▶ **Exercise details**: Reply with one number: the count of lines in the listing that contain the string "Convert".

──────────

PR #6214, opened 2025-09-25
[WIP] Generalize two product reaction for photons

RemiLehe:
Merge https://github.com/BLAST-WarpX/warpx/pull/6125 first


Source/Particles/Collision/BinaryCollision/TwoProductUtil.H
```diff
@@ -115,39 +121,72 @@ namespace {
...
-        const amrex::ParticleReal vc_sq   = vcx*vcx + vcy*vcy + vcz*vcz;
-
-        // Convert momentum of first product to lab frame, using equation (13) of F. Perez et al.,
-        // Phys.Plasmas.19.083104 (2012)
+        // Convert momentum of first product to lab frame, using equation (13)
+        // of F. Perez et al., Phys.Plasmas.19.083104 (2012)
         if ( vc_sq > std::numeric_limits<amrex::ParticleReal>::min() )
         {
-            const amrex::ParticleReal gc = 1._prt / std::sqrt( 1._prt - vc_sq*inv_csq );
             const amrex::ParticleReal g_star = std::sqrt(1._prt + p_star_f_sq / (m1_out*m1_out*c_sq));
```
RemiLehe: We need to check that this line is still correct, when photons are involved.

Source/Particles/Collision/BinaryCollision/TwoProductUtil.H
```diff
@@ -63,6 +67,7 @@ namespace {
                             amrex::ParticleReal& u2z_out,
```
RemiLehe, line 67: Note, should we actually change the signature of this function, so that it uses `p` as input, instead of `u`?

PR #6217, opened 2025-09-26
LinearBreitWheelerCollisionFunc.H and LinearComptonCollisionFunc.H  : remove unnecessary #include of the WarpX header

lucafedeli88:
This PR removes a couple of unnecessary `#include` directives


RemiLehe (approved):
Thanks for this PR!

──────────

▶ **Exercise output**: 2